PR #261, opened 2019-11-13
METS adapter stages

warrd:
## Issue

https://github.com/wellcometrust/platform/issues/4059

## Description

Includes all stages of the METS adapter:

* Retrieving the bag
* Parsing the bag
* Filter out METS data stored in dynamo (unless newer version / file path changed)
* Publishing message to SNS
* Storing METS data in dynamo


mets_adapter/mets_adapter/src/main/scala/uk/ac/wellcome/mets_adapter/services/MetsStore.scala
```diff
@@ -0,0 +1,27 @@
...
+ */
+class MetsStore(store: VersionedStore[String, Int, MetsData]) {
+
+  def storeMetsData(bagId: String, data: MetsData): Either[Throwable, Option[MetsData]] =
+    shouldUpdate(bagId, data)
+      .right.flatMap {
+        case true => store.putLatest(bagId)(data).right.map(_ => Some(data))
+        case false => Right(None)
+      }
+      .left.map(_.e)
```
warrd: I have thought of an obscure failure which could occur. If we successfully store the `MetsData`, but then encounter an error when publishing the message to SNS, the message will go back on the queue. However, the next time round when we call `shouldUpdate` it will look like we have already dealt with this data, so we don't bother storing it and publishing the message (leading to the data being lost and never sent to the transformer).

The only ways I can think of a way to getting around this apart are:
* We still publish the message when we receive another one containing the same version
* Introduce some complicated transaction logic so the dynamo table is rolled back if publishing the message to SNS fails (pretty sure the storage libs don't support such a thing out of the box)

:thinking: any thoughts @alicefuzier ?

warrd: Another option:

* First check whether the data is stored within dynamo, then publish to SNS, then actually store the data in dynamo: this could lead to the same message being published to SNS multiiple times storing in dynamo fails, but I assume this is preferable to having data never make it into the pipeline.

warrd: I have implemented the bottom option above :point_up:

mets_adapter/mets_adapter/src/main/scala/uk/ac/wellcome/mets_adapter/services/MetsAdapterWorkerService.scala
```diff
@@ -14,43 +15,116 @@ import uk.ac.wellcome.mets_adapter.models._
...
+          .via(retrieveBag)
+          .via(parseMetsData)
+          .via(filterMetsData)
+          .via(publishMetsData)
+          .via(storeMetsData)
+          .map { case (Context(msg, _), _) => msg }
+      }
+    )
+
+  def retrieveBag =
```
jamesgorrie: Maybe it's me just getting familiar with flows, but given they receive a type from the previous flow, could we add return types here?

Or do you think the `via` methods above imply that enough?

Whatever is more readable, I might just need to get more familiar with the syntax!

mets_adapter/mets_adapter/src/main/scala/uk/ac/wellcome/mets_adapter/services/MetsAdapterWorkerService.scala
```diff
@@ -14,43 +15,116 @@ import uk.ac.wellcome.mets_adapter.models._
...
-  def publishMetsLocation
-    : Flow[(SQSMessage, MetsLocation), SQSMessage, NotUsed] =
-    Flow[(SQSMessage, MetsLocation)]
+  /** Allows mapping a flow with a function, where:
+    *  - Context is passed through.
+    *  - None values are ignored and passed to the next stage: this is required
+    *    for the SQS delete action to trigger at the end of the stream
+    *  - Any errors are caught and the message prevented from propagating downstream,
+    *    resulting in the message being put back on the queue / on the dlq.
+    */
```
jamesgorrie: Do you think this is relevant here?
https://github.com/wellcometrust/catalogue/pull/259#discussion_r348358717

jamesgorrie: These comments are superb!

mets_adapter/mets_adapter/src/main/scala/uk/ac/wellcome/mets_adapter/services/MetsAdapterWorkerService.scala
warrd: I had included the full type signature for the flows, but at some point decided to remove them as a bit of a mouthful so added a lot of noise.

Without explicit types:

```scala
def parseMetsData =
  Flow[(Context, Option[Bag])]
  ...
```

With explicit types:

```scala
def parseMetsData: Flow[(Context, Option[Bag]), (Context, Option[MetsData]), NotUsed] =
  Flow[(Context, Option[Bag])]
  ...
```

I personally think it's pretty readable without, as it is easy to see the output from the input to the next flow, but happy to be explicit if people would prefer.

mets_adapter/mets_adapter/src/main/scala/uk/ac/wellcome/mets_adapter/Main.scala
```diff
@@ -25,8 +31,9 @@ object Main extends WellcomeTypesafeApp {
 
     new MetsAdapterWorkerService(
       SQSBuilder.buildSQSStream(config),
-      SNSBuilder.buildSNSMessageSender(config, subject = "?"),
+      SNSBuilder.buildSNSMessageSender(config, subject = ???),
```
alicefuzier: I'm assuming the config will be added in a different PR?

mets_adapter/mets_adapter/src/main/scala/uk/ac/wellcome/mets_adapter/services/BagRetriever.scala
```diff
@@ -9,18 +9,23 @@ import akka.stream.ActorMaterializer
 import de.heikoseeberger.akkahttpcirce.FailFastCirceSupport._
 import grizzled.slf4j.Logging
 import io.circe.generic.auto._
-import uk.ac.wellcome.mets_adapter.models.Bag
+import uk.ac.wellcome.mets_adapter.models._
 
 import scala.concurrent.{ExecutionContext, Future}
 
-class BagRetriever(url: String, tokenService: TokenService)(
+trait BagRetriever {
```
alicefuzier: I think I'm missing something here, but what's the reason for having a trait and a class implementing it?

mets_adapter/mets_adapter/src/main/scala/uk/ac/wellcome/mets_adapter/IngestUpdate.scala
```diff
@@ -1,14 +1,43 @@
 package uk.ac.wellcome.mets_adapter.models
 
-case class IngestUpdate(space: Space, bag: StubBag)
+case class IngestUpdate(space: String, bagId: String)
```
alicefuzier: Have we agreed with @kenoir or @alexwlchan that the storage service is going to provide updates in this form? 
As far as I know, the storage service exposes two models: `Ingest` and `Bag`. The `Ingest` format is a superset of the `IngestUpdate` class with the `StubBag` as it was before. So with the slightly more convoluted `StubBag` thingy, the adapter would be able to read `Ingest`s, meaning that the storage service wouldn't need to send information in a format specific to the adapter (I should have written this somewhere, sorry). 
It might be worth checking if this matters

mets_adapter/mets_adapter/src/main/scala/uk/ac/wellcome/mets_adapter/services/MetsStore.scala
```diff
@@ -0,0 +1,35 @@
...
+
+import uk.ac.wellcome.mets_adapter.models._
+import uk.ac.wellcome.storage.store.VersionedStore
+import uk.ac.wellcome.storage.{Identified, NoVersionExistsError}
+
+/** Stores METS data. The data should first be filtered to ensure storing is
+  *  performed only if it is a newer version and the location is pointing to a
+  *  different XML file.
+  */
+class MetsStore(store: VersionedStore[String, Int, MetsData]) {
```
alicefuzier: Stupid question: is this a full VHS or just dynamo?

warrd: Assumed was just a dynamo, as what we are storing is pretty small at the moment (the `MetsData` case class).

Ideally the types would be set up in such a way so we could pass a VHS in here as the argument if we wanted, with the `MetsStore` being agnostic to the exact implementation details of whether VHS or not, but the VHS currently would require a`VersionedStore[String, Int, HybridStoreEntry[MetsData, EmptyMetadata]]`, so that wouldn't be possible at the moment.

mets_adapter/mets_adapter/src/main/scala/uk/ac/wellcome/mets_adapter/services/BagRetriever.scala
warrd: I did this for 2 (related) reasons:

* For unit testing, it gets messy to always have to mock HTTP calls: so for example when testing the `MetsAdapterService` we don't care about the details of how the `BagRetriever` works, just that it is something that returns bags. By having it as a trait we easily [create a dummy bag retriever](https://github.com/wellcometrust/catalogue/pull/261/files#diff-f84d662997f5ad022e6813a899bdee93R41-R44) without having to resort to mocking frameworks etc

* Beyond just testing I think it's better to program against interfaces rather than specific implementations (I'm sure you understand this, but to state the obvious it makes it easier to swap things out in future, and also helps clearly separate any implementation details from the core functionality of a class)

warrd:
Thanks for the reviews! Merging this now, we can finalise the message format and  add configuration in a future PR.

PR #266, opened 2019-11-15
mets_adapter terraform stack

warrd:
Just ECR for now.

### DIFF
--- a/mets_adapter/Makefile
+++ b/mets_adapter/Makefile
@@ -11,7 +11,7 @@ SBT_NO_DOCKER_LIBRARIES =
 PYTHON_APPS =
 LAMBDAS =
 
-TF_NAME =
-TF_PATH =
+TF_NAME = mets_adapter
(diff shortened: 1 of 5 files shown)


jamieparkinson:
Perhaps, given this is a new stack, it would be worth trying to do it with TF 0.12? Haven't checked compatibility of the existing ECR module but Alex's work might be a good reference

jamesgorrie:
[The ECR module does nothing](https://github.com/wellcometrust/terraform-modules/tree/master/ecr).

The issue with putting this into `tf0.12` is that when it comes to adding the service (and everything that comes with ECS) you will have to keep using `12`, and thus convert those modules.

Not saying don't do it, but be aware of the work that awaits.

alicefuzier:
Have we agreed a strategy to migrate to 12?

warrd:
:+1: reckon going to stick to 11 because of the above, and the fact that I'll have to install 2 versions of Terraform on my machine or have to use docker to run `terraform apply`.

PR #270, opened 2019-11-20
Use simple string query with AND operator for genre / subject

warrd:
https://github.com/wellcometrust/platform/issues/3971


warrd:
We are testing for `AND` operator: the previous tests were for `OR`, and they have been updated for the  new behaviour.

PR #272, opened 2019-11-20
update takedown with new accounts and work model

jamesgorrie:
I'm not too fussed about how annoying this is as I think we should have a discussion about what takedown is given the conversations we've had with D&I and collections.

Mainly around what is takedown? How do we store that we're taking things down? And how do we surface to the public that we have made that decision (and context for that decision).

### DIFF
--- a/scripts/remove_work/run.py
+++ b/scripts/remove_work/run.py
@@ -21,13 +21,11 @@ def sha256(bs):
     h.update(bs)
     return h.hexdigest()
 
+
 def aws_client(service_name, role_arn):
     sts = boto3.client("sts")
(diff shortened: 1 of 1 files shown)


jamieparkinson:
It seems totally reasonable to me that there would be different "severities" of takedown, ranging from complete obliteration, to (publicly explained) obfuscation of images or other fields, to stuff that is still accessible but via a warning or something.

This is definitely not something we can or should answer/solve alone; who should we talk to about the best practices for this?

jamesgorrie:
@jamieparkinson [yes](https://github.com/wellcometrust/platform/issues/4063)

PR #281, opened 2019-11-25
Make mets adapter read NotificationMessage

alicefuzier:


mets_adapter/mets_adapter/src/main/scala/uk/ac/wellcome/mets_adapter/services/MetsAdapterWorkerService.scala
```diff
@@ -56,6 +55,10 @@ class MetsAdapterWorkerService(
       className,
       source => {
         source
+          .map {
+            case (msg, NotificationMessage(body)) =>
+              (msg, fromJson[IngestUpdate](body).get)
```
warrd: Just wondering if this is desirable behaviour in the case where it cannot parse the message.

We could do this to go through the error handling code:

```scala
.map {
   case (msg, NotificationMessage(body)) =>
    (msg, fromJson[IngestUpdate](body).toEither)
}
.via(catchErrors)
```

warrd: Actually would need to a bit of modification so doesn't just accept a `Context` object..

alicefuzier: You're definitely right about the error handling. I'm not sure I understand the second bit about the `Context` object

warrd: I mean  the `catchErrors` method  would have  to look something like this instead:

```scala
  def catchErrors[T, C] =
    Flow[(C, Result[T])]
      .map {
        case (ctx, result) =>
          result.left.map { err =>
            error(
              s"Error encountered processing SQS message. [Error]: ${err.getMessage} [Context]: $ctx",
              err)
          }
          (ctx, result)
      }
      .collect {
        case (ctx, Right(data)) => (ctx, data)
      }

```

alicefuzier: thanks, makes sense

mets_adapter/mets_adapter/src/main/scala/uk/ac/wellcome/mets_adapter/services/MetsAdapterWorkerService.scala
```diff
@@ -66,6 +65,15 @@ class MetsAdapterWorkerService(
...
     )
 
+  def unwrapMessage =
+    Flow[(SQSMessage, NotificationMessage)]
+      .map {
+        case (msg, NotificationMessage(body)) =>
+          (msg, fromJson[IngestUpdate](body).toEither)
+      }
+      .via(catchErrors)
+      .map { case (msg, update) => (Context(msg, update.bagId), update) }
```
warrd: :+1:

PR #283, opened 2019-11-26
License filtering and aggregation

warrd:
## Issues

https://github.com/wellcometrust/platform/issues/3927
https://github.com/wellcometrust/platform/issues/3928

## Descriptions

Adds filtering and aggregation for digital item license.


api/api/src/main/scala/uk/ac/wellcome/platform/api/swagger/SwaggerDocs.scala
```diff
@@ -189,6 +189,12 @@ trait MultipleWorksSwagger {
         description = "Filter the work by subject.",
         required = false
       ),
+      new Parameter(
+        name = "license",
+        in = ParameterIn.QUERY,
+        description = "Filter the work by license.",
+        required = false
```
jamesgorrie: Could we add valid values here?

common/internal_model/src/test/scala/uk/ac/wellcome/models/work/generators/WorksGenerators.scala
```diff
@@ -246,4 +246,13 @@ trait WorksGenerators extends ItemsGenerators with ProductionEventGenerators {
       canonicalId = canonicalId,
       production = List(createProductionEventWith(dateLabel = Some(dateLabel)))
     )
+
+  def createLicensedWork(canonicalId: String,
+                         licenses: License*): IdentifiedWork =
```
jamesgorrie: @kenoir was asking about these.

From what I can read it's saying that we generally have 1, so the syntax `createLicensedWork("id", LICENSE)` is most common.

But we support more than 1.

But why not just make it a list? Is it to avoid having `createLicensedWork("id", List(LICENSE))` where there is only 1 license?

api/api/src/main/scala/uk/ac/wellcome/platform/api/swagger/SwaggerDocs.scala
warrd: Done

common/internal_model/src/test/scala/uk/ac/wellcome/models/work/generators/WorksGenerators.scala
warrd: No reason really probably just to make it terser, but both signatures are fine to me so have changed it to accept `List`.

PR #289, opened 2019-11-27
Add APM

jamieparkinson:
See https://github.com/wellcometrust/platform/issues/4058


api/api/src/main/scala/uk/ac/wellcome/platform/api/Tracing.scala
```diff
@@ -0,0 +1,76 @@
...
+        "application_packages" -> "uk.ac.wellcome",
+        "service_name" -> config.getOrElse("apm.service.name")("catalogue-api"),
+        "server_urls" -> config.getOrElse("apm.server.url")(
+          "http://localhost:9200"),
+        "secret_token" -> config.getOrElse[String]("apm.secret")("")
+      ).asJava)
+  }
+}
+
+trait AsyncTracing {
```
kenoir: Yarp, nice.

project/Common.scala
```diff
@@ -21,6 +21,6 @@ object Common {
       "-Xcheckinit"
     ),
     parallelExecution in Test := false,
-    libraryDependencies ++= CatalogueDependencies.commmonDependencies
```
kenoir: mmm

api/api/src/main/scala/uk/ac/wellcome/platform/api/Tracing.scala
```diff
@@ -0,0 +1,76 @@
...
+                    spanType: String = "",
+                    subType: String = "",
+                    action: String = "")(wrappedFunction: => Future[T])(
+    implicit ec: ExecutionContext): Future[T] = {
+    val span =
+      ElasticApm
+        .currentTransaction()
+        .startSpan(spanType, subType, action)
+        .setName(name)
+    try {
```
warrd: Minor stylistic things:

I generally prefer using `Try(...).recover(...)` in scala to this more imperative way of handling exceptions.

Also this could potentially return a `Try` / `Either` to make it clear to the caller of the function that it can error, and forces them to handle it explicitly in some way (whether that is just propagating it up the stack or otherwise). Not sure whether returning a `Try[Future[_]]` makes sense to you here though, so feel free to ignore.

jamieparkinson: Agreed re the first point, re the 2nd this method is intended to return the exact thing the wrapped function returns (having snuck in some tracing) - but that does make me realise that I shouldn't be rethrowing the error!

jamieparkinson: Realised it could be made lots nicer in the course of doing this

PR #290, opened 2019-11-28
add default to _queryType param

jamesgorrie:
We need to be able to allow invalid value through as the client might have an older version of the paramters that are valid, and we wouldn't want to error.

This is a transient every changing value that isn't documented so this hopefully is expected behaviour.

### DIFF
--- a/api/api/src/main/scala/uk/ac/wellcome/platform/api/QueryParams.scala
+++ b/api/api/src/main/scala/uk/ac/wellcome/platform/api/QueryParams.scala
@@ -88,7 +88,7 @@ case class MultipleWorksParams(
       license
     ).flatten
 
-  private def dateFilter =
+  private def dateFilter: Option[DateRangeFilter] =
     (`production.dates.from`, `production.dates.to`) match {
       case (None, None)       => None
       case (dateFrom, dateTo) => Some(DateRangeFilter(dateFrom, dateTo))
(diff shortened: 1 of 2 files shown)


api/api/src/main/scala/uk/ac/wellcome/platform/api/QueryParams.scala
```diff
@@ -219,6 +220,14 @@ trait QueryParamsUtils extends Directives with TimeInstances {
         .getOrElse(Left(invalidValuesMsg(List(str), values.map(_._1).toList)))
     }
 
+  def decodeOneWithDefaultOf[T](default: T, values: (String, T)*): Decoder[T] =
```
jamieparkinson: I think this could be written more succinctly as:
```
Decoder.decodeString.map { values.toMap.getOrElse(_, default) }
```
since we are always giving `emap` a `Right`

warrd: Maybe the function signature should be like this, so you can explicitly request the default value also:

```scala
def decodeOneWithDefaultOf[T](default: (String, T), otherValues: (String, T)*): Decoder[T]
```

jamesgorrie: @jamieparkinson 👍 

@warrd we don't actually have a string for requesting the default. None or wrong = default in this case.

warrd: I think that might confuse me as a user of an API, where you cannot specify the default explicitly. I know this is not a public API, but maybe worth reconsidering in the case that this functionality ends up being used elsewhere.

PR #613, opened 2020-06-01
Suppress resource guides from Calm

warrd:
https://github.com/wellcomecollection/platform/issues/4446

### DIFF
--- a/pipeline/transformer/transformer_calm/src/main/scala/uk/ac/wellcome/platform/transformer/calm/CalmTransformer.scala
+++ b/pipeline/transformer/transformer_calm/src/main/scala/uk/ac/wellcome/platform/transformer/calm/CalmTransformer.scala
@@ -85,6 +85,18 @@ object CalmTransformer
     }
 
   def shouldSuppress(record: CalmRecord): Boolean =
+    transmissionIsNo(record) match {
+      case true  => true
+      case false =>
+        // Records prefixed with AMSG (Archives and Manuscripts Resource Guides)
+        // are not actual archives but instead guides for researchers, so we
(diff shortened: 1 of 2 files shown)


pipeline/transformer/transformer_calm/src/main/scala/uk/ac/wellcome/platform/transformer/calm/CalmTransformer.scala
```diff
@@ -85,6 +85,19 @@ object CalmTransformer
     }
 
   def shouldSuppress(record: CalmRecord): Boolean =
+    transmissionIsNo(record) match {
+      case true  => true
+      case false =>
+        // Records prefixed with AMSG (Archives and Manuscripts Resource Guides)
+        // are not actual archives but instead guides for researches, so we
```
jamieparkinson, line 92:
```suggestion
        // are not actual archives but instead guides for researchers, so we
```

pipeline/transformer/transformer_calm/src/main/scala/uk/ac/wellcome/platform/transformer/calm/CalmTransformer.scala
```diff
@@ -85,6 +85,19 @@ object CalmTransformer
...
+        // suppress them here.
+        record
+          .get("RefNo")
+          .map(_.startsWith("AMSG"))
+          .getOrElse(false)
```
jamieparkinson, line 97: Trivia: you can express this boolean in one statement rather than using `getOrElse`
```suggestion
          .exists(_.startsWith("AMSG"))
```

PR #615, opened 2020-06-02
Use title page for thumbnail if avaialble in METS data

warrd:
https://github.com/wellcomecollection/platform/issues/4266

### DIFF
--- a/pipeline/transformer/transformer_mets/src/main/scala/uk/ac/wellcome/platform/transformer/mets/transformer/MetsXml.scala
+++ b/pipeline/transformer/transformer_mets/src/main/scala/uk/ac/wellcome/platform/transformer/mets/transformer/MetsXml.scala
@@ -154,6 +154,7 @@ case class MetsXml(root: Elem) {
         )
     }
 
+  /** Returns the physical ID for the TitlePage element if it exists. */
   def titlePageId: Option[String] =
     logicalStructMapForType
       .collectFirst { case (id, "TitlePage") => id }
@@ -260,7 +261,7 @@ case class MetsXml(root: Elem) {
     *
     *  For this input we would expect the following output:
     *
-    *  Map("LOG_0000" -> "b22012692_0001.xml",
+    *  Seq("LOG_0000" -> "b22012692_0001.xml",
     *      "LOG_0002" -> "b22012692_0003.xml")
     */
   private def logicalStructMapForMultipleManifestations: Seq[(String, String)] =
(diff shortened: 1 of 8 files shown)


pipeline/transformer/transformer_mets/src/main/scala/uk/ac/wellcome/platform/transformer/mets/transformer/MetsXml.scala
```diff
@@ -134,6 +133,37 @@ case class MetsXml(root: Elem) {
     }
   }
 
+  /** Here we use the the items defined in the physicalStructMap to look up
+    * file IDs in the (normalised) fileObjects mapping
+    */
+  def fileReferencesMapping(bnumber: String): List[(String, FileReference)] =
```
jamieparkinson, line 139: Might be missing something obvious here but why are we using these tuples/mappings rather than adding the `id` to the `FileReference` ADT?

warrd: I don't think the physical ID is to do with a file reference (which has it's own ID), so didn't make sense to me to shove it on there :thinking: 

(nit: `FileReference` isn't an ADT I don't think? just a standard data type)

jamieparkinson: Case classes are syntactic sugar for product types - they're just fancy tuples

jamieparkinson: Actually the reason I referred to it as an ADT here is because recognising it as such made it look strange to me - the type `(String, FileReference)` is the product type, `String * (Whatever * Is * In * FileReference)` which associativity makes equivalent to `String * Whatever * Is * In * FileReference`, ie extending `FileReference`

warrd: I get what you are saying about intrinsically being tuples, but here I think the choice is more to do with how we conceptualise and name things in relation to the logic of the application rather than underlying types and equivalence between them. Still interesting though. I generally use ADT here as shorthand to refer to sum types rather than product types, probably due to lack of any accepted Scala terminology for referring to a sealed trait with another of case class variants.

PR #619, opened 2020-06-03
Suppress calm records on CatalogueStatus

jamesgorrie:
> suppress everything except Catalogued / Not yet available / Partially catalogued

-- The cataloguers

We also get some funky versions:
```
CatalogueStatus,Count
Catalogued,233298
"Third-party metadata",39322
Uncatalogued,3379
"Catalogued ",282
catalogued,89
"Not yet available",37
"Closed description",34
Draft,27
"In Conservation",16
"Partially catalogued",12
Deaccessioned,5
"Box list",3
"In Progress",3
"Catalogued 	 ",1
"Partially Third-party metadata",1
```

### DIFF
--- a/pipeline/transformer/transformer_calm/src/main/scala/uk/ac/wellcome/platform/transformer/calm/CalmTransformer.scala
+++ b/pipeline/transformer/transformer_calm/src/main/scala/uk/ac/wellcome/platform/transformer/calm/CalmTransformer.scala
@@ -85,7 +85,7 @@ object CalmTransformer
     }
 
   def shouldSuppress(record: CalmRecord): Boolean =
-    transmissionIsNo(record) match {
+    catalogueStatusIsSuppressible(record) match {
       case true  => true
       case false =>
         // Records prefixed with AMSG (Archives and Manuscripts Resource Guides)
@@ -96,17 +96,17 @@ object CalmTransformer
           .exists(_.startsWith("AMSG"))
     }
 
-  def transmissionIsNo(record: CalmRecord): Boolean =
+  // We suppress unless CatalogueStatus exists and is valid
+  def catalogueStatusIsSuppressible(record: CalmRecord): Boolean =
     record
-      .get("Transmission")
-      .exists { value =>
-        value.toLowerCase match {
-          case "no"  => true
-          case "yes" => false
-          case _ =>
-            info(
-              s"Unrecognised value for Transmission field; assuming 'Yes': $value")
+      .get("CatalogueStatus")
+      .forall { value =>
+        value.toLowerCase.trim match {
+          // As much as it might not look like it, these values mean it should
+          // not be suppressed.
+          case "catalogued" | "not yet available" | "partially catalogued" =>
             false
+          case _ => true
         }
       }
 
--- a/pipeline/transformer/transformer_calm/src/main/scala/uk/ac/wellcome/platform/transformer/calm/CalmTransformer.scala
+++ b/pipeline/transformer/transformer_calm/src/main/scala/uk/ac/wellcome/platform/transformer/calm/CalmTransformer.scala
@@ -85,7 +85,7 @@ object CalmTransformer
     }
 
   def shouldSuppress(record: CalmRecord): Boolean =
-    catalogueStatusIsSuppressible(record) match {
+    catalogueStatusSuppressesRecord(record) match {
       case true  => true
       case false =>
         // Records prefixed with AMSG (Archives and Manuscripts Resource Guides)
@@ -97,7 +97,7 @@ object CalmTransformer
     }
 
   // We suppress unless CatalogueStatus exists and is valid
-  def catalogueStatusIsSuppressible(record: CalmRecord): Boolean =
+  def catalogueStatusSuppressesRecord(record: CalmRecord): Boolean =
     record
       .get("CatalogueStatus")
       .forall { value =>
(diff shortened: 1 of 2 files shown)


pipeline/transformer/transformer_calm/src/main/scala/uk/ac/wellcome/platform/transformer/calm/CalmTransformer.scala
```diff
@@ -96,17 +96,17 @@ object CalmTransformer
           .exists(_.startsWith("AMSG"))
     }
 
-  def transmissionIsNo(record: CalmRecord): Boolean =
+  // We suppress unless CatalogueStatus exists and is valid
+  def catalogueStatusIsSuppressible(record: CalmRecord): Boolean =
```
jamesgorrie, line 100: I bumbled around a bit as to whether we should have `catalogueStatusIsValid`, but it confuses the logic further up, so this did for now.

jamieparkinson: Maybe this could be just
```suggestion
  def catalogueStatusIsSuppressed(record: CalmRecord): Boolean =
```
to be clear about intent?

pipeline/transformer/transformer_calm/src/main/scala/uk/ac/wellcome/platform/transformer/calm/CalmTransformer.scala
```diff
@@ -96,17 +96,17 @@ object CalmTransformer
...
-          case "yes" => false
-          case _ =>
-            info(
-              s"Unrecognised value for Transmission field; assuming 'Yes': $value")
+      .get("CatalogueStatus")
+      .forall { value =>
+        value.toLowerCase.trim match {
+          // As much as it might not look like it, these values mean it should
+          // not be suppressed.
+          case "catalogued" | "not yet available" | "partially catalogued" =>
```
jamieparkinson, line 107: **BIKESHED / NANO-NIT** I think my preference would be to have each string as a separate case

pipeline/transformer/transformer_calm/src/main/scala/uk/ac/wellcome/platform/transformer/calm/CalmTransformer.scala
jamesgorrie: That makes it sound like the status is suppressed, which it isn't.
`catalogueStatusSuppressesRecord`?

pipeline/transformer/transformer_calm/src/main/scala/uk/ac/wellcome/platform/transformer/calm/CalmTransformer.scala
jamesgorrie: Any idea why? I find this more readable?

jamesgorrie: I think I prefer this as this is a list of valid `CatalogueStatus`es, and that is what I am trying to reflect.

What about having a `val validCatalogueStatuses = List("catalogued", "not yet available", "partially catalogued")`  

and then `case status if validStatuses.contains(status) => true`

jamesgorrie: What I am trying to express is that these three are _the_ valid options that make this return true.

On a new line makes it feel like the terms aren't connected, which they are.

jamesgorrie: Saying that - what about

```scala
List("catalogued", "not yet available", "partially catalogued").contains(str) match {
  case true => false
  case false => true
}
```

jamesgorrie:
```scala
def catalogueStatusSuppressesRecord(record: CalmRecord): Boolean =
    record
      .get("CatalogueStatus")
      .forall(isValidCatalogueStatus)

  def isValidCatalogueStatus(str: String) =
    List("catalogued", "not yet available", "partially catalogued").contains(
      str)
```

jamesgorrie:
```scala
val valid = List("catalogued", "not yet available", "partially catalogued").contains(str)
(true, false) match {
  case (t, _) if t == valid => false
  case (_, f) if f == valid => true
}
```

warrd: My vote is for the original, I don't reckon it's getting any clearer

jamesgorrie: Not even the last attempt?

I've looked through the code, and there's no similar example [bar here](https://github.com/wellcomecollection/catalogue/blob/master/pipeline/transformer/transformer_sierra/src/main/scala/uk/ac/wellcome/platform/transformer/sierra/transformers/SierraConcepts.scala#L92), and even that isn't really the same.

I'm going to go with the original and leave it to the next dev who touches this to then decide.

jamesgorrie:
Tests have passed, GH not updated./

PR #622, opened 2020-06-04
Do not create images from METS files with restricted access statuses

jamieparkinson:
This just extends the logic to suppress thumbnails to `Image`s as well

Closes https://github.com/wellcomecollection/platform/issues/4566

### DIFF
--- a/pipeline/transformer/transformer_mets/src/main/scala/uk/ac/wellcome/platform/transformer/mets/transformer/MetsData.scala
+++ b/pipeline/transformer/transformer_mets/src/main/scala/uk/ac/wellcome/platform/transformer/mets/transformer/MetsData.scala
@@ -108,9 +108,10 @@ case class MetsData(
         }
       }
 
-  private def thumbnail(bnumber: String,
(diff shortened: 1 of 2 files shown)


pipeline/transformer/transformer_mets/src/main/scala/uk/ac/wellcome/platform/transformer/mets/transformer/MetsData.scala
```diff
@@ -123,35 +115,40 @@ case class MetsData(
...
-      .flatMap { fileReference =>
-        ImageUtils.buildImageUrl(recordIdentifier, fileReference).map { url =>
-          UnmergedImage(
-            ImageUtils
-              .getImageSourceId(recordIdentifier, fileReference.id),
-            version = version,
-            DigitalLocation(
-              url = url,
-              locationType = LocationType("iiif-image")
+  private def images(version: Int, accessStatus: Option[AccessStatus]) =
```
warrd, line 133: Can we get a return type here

==========

[TASK OBJECTIVE] In the data above, find the line that contains "METS data in dynamo", then reproduce exactly every line from the first line through that line.

[OUTPUT OF THE EXERCISE]
PR #261, opened 2019-11-13
METS adapter stages

warrd:
## Issue

https://github.com/wellcometrust/platform/issues/4059

## Description

Includes all stages of the METS adapter:

* Retrieving the bag
* Parsing the bag
* Filter out METS data stored in dynamo (unless newer version / file path changed)
* Publishing message to SNS
* Storing METS data in dynamo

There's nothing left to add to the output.